■ Records shown:
----------
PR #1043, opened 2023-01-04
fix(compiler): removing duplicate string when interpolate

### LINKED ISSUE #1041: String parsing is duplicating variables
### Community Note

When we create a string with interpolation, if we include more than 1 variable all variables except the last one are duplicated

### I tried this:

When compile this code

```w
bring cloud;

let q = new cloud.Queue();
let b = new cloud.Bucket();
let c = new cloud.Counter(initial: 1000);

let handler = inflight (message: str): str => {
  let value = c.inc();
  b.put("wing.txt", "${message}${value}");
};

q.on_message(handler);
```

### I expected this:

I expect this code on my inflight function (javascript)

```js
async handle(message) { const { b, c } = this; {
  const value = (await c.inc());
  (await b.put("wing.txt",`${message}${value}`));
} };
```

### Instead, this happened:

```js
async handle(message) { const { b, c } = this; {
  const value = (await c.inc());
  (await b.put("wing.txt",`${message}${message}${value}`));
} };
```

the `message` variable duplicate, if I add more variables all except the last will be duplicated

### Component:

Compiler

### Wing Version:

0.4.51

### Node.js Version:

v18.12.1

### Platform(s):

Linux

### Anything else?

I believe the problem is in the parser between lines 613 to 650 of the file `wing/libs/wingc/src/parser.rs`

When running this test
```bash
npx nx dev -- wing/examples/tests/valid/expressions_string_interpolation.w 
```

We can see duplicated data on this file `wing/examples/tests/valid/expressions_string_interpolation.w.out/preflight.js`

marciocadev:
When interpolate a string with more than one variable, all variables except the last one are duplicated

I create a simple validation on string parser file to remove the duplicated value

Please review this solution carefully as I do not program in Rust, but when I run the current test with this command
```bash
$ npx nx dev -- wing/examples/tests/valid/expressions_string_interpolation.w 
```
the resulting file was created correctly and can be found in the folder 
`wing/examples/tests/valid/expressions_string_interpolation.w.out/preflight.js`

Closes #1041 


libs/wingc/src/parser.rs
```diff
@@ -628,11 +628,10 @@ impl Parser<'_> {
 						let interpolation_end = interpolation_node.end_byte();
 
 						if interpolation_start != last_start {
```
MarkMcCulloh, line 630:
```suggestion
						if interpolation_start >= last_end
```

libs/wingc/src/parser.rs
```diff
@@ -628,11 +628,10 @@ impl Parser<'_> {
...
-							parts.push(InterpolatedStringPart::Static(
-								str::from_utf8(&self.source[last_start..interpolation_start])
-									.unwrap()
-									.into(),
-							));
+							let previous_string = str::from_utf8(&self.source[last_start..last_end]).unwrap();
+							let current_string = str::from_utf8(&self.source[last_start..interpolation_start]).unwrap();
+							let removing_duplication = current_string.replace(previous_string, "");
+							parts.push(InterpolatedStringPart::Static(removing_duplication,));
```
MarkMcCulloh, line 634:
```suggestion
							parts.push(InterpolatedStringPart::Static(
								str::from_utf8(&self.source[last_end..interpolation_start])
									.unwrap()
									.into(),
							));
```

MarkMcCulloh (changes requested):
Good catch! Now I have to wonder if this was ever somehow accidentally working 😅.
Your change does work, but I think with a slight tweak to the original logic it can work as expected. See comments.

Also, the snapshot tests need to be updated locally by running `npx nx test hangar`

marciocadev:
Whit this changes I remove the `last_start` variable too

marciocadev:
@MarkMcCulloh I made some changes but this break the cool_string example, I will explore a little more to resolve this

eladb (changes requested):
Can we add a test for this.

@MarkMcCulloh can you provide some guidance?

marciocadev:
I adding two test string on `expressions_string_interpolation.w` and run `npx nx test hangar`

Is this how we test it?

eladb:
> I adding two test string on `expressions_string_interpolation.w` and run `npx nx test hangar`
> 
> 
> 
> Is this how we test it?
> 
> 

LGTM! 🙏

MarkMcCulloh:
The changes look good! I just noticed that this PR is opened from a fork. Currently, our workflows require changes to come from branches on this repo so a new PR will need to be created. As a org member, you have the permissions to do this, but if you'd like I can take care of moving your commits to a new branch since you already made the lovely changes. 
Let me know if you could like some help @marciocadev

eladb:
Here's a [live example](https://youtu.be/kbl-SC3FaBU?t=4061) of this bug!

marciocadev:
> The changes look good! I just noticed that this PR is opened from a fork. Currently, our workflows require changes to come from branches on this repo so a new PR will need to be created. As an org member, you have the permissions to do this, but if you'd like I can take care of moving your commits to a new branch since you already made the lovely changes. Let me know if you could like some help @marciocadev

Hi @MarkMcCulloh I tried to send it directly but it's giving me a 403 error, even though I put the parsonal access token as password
----------
An exact copy of the lines above, from the one containing "Your change does" through the one containing "to resolve this", is the whole of the answer.

■ Response below:
Your change does work, but I think with a slight tweak to the original logic it can work as expected. See comments.

Also, the snapshot tests need to be updated locally by running `npx nx test hangar`

marciocadev:
Whit this changes I remove the `last_start` variable too

marciocadev:
@MarkMcCulloh I made some changes but this break the cool_string example, I will explore a little more to resolve this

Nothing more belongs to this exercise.